Lawrence Yun, NAR chief economist, said the recent drop in interest rates is an immediate impact of recent government action. "August sales reflect higher interest rates before the government takeover of Freddie Mac and Fannie Mae, and the sudden drop in mortgage interest rates over the past couple weeks is improving housing affordability," he said. "With higher loan limits and a beefing up of the FHA program, all the mechanisms have been falling into place to increase mortgage availability.

"However, home sales will be constrained without a freer flow of credit into the mortgage market. The faster that happens, the sooner we'll see a broad stabilization in home prices that in turn will help the economy recover," Yun said. "Historically, housing has led the nation out of economic doldrums - there will not be an economic recovery without a housing recovery."

The national median existing-home price2 for all housing types was $203,100 in August, down 9.5 percent from a year ago when the median was $224,400.

"The median home price reflects more transactions related to subprime loans," Yun said. "Fewer than 10 percent of homeowners have subprime loans, but these mortgages are accounting for a disproportionately high share of sales in the current market. On the other hand, areas that have had sharp price cuts are seeing a turnaround in sales, which are rising very fast now in parts of California, Florida and Nevada."
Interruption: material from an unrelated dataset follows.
PR #805, opened 2021-12-17
Make external library subdir configurable

tongyuantongyu:
I'm mainly developing on Windows and testing on multiple toolchains (MinGW (MINGW64), MinGW (CLANG64) and MSVC). Libraries built using one toolchain can't be used in another, but they all expect external libraries in `ext/`, which means only one toolchain is buildable at one time. This is quite inconvenient, so I'm making it configurable so that they can coexist.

Total housing inventory at the end of August fell 7.0 percent to 4.26 million existing homes available for sale, which represents a 10.4-month supply3 at the current sales pace, down from a revised 10.9-month supply in July.

Single-family home sales slipped 1.4 percent to a seasonally adjusted annual rate of 4.35 million in August from an upwardly revised pace of 4.41 million in July, but are 9.6 percent below the 4.81 million-unit level a year ago. The median existing single-family home price was $201,900 in August, down 9.7 percent from August 2007.

Existing condominium and co-op sales dropped 8.2 percent to a seasonally adjusted annual rate of 560,000 units in August from an upwardly revised level of 610,000 in July, and are 19.0 percent below the 691,000-unit pace in August 2007. The median existing condo price4 was $212,600 in August, which is 7.2 percent below a year ago.

Regionally, existing-home sales in the Midwest rose 0.9 percent in August to a pace of 1.14 million but are 12.3 percent below August 2007. The median price in the Midwest was $168,000, down 5.6 percent from a year ago.

In the South, existing-home sales increased 0.5 percent to an annual pace of 1.86 million in August, but are 15.1 percent below a year ago. The median price in the South was $176,500, which is 3.4 percent lower than August 2007.

Existing-home sales in the West fell 5.3 percent to an annual rate of 1.07 million in August, but are 4.9 percent higher than August 2007. The median price in the West was $251,600, down 23.9 percent from a year ago. "The highest concentration of foreclosures is in the West, which is weighing down the median price because many buyers are taking advantage of deeply discounted prices," Yun said.

In the Northeast, existing-home sales dropped 6.6 percent to an annual pace of 850,000 in August, and are 15.0 percent below a year ago. The median price in the Northeast was $271,000, down 3.8 percent from August 2007.